SACRAMENTO, CA – California Gov. Arnold Schwarzenegger has outlined a bleak prognosis for the budget of the nation’s most populous state, and healthcare spending is one of the areas feeling the impact.
In his January address before the California legislature, Schwarzenegger said he would take a variety of steps to counteract an expected $14.5 billion deficit for the year. In declaring a fiscal emergency, he asked for across-the-board cuts of 10 percent, with reductions totaling about $2.7 billion in health and human services. Those cuts include $1.1 billion from Medi-Cal, California’s Medicaid program, in which some 6.6 million residents are enrolled.
State law requires California to have a balanced budget and gives the governor authority to make budget cuts to achieve that balance when the state is encountering certain emergencies.
The crisis could throw a curve at state legislators and voters, who would be asked to fund the additional cost of the healthcare reform package passed by the state’s Assembly just before the end of its 2007 session.
The reform package, the result of an agreement between Schwarzenegger and Assembly Speaker Fabian Nunez, would require all Californians to prove that they have health insurance.
The reform still needs approval from the state’s Senate and by the state’s voters, who would be asked to pass a referendum on the initiative. Several business groups in the state have vigorously opposed the proposal.

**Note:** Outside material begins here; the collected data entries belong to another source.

PR #6, opened 2017-07-31
Explaining why Crossbeam is correct w.r.t. C11 memory model

jeehoonkang:
Here is the promised RFC on the concurrency memory model and correctness of Crossbeam.

[Rendered](https://github.com/jeehoonkang/crossbeam-rfcs/blob/relaxed-memory/text/2017-07-23-relaxed-memory.md)

### DIFF
--- a/text/2017-07-23-relaxed-memory.md
+++ b/text/2017-07-23-relaxed-memory.md
@@ -45,9 +45,9 @@ w.r.t. the C11 memory model.
 ## Proposed implementation
 
 As discussed in Aaron Turon's original [blog post][aturon]
-and [the pull request of a previous RFC][rfc2-pr], Crossbeam guarantees that *every access to a
+and [the pull request of a previous RFC][rfc2-pr], Crossbeam guarantees that *every access to an
 object should happen before the object is deallocated*.  In order to provide this guarantee,
-Crossbeam assumes that when a pinned thread marks a object as unlinked, *the thread already removed
+Crossbeam assumes that when a pinned thread marks an object as unlinked, *the thread already removed
 all the references to the object from the memory on the thread's point of view.*; and Crossbeam
 defers the deallocation of an unlinked object until all the threads concurrently pinned at the time
 the object is unlinked, are unpinned.
@@ -56,7 +56,7 @@ In order to track the concurrently pinned threads, Crossbeam utilizes the epoch 
 
 - There is a local epoch `th.epoch` for each *pinned* thread `th`, and a global epoch `EPOCH`.
 
-- When a object is deallocated, it is marked with the **current** global epoch, as in the following
+- When an object is deallocated, it is marked with the **current** global epoch, as in the following
   pseudocode (for now, please ignore the fences and the orderings such as `Relaxed`, `Acquire`,
   `Release`, and `SeqCst`):
 
@@ -95,13 +95,13 @@ In order to track the concurrently pinned threads, Crossbeam utilizes the epoch 
   ```rust
   fn try_advance() {
     'L40: let G = EPOCH.load(Relaxed);
-    'L41: fence(SeqCst);
+    'L41: atomic::fence(SeqCst);
 
     'L42: for th in threads {
     'L43:   let e = th.epoch.load(Relaxed);
     'L44:   if e != SENTINEL && e != G { return; }
     'L45: }
-    'L46: fence(Acquire);
+    'L46: atomic::fence(Acquire);
 
     'L47: EPOCH.store(G + 1, Release);
 
@@ -111,7 +111,7 @@ In order to track the concurrently pinned threads, Crossbeam utilizes the epoch 
 
 Note that at `pin(): 'L23` and `try_advance(): 'L48`, an unlinked object marked with an epoch two
 generations before than the current global one, can be deallocated.  In other words, you can
-deallocate a object marked with `X` when the current global epoch `>= X+2`.  This is because:
+deallocate an object marked with `X` when the current global epoch `>= X+2`.  This is because:
 
 - For each pinned thread `th`, as an invariant, the local epoch `th.epoch` equals to either `EPOCH`
   or `EPOCH-1`.  Thus when `EPOCH >= X+2`, a local epoch should be greater than or equal to `X+1`.
@@ -127,7 +127,7 @@ deallocate a object marked with `X` when the current global epoch `>= X+2`.  Thi
 
 Now we explain why the proposed implementation is correct w.r.t. the C11 memory model.
 
-Suppose that the current epoch is `X+2`, and a object `unlink()`ed and marked with `X` is about to
+Suppose that the current epoch is `X+2`, and an object `unlink()`ed and marked with `X` is about to
 be deallocated.  For correctness, we need to ensure that a concurrent `pin()`ned thread cannot
 access the object.
 
@@ -156,13 +156,13 @@ memory on its point of view.  By cumulativity, `pin()`ned thread cannot access t
 - By transitivity, `pin()`'s SC fence is performed before `try_advance()`'s SC fence.  Thus the
   store to the local epoch at `pin(): 'L21` is SC-executed before the load from it at
   `try_advance(): 'L43`.  Thus `'L43` should read from what is written at `'L21` or a more recent
-  value that.
+  value than that.
 
 - In order to reach `try_advance(): 'L47` and increment the global epoch, `'L43` should not read
   from what is written at `'L21`.  It should read from what is written at `unpin(): 'L30` or a more
   recent value than that.  Thus, by release-acquire synchronization, `'L30` happens before `'L46`.
   
-- Since a thread should access a object before `unpin()`, every access to the unlinked object from
+- Since a thread should access an object before `unpin()`, every access to the unlinked object from
   the `pin()`ned thread happens before the object's deallocation.
 
 
--- a/text/2017-07-23-relaxed-memory.md
+++ b/text/2017-07-23-relaxed-memory.md
@@ -9,10 +9,10 @@ w.r.t. C11/C++11/LLVM/Rust relaxed-memory concurrency model (the "C11 memory mod
 # Motivation
 
 Crossbeam is based on the epoch-based memory reclamation scheme (EBR).  In EBR, an **epoch** (think:
-timestamp) is maintained, and a location is mark with the current epoch when the location is
-unlinked.  The unlinked location is safe to deallocate later when the epoch is advanced enough.  As
-you may guess, the correctness of EBR crucially depends on the invariant on the epoch: it is
-advanced only when old locations unlinked in the past are no longer accessible.
+timestamp) is maintained, and an object is mark with the current epoch when the object is unlinked.
+The unlinked object is safe to deallocate later when the epoch is advanced enough.  As you may
+guess, the correctness of EBR crucially depends on the invariant on the epoch: unlinked objects are
+inaccessible after two advancements.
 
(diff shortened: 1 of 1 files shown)


text/2017-07-23-relaxed-memory.md
```diff
@@ -0,0 +1,218 @@
...
+This is a proposal for clarifying the synchronization performed in the epoch-based memory
+reclamation scheme, and explaining why Crossbeam's implementation is correct
+w.r.t. C11/C++11/LLVM/Rust relaxed-memory concurrency model (the "C11 memory model" from now on).
+
+
+
+# Motivation
+
+Crossbeam is based on the epoch-based memory reclamation scheme (EBR).  In EBR, an **epoch** (think:
+timestamp) is maintained, and a location is mark with the current epoch when the location is
```
ghost: Instead of "location" I'd prefer "object", "node", "garbage", or something similar.
Or maybe "memory location", or "memory allocation"?

text/2017-07-23-relaxed-memory.md
```diff
@@ -0,0 +1,218 @@
...
+unlinked.  The unlinked location is safe to deallocate later when the epoch is advanced enough.  As
+you may guess, the correctness of EBR crucially depends on the invariant on the epoch: it is
+advanced only when old locations unlinked in the past are no longer accessible.
```
ghost: Well, the invariant is more like "unlinked objects are inaccessible after *two* advancements", isn't it?

text/2017-07-23-relaxed-memory.md
```diff
@@ -0,0 +1,218 @@
...
+## Non-motivation
+
+Crossbeam is the marriage of EBR and Rust's linear type system with lifetime.  However, this RFC
+does not aim for clarifying how Rust's type system helps to ensure the correctness of Crossbeam.
+
+
+
+# Detailed design
+
+In this section, we present the proposed implementation of Crossbeam, and explain why it is correct
```
ghost: "explain why it is correct" - technically, isn't this a proof? Can we say that we "prove it is correct", or "show a sketch of proof of correctness"?

text/2017-07-23-relaxed-memory.md
```diff
@@ -0,0 +1,218 @@
...
+
+- There is a local epoch `th.epoch` for each *pinned* thread `th`, and a global epoch `EPOCH`.
+
+- When a location is deallocated, it is marked with the **current** global epoch, as in the
+  following pseudocode (for now, please ignore the fences and the orderings such as `Relaxed`,
+  `Acquire`, `Release`, and `SeqCst`):
+
+  ```rust
+  fn unlink(l) {
+    'L10: atomic::fence(SeqCst);
```
ghost: Do we really need this fence - can we just have a `SeqCst` load instead? I think that'd be still correct.

ghost (changes requested):
Looks very good - I'm excited to see progress on this front!

I have a few comments on the clarity of the text, and wonder whether we could replace a `SeqCst` fence with a `SeqCst` operation.

Also, the proof could benefit from a drawing of some kind of timeline of atomic fences/operations (ASCII art would be just fine), since there's a lot of stuff going on.

text/2017-07-23-relaxed-memory.md
jeehoonkang: I would rather not call it a proof, as there are many gaps..  For concurrency, without actually formallying  proving it, I am hesitant to say it is a proof..

text/2017-07-23-relaxed-memory.md
jeehoonkang: I briefly described why it is insufficient in the "current implementation" subsection in the "alternatives" section.  That is, `SeqCst` load lacks "cumulativity", which is essential in the above explanation.

jeehoonkang:
I addressed @stjepang 's comments.  Thank you!

Argh, I omitted this comment:

> Also, the proof could benefit from a drawing of some kind of timeline of atomic fences/operations (ASCII art would be just fine), since there's a lot of stuff going on.

I will do it this week.

text/2017-07-23-relaxed-memory.md
ghost: I think I understand now. Thanks.

Just a side note (an alternative): We could use a `Relaxed` load here without the fence, but then destroy garbage when `G >= X + 3` rather than `G >= X + 2`.

text/2017-07-23-relaxed-memory.md
ghost: Fair enough. :)

text/2017-07-23-relaxed-memory.md
jeehoonkang: Could you explain a bit further why it works?  I feel that it will work, but I want to understand it better.

I think it is an interesting idea.  SC fence is expensive, so it may be worth removing at the cost of delayed garbage collection.  I want to think of why it should be correct, and see a benchmark result.

jeehoonkang:
I added an ascii art on an example timeline.  Thank you!

text/2017-07-23-relaxed-memory.md
ghost: Sure. Consider your proposed implementation:

```rust
fn unlink() {
    atomic::fence(SeqCst);
    let X = epoch.load(Relaxed);
    // ...
}
```

And the alternative:

```rust
fn unlink() {
    let Y = epoch.load(Relaxed);
    // ...
}
```

Also, let's say that `G_pin` is the global epoch just after the current thread was pinned:

```rust
fn pin(th) {
    let e = EPOCH.load(Relaxed);
    th.epoch.store(e, Relaxed);
    atomic::fence(SeqCst);
    let G_pin = EPOCH.load(Relaxed);
}
```

Note that:

1. The current thread is pinned while `unlink` is called.
2. `G_pin <= X <= G_pin + 1`, because the global epoch can advance at most once while our thread is pinned.
3. `G_pin <= Y`, because `G_pin` was loaded before `Y`.
4. From 2. and 3. we can derive: `Y >= X - 1`.

The invariant is that garbage tagged with `X` can be destroyed if `G >= X + 2`.
Or, equivalently, garbage can be destroyed if `G >= X - 1 + 3`.

Since `Y + 3 >= X - 1 + 3`, we can be slightly **more conservative** and say:
Garbage can be destroyed if `G >= Y + 3`.
That is a slightly stronger inequality than `G >= X + 2`.

And of course, computing `G_pin` is not necessary - that is just to show why `G >= Y + 3` works. :)

I think it's worth remembering that tagging garbage without a `SeqCst` is perfectly possible with a very minor tweak. We'll benchmark that later.

arthurprs:
Nice work! I'm just coming back from vacations and I plan to review this soon.

ghost:
I gave the text another, more detailed read. As far as I'm concerned, it's almost good to go.

Let's just add another subsection to *Alternatives* and mention that it's possible to eliminate the `SeqCst` fence in `unlink()` by changing the invariant from `G >= X+2` to `G >= X+3`.

schets:
> Let's just add another subsection to Alternatives and mention that it's possible to eliminate the SeqCst fence in unlink() by changing the invariant from G >= X+2 to G >= X+3.

I haven't had time to read this in detail yet, but if this statement is true, we should almost certainly do this. On x86, this is the only type of fence that results in a hardware fence and it's a performance disaster, and on ArmV8 and Power this fence is more expensive than acquire/release fences.

text/2017-07-23-relaxed-memory.md
jeehoonkang: For the case that the a concurrent thread's `pin()`'s SC fence is executed before the unlinking thread's `pin()`'s SC fence, your algorithm seems right.  However, I am not sure whether it works for the case that the SC fences are executed in the reverse order (i.e. the unlinking thread's `pin()`'s SC fence is executed first).

arthurprs:
>  it's possible to eliminate the SeqCst fence in unlink() by changing the invariant from G >= X+2 to G >= X+3.

Very interesting. Did you toyed with that yet? This potentially makes pinning much cheaper on non x86 (as x86 can use a lock CAS).

ghost:
> Very interesting. Did you toyed with that yet? This potentially makes pinning much cheaper on non x86 (as x86 can use a lock CAS).

Did you mean *unlinking* instead of *pinning*?

I didn't toy with this much, but: in Coco garbage is tagged with the current epoch only when flushing thread-local bags into the global queue. The whole bag is tagged with the current epoch. Since tagging is so infrequent, its effect on performance is negligible.

In Crossbeam we might employ a slightly different strategy and tag garbage more often, but it's still probably unnecessary to tag absolutely every garbage object with the current epoch. For that reason eliminating the `SeqCst` fence possibly won't get us any noticeable performance wins...

arthurprs:
Indeed, I got it all wrong. I need extra :coffee: before looking into this thread .

jeehoonkang:
I mentioned @stjepang's proposal (to remove the SC fence from `unlink()`) in the "Unresolved Questions" section, because I am still not fully convinced that the proposal is correct.  (I agree with @schets on the performance of the proposal, even considering the fact that `unlink()`'s SC fences are amortized.)  I suggest we continue the discussion of https://github.com/crossbeam-rs/rfcs/pull/6#discussion_r130942541 in another RFC.

text/2017-07-23-relaxed-memory.md
```diff
@@ -0,0 +1,240 @@
...
+    'L40: let G = EPOCH.load(Relaxed);
+    'L41: atomic::fence(SeqCst);
+
+    'L42: for th in threads {
+    'L43:   let e = th.epoch.load(Relaxed);
+    'L44:   if e != SENTINEL && e != G { return; }
+    'L45: }
+    'L46: atomic::fence(Acquire);
+
+    'L47: EPOCH.store(G + 1, Release);
```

Senate leader Don Perata has requested an independent fiscal analysis of the reform plan, and consumer groups already are weighing in with predictions of what could happen.
Last month, the Foundation for Taxpayer and Consumer Rights wrote a letter to the legislative analyst conducting the fiscal study to suggest that she consider cost overruns that the group said had affected a similar reform initiative in Massachusetts.
“Proponents will argue that a provision in (the California bill) to cap insurer overhead and profit at 15 percent will control costs … but without rate regulation, (the cap) actually may drive up premiums rather than control them,” the letter to analyst Elizabeth Hill stated.
The group contends Massachusetts is predicting a cost overrun for its program of $147 million for the year ending July 30, 2008. Extrapolating those results for a state the size of California could result in extra costs of $1.75 billion, it said.
The group also pointed to much lower-than-predicted employer contributions in Massachusetts, as well as higher premium costs and lower benefits than expected.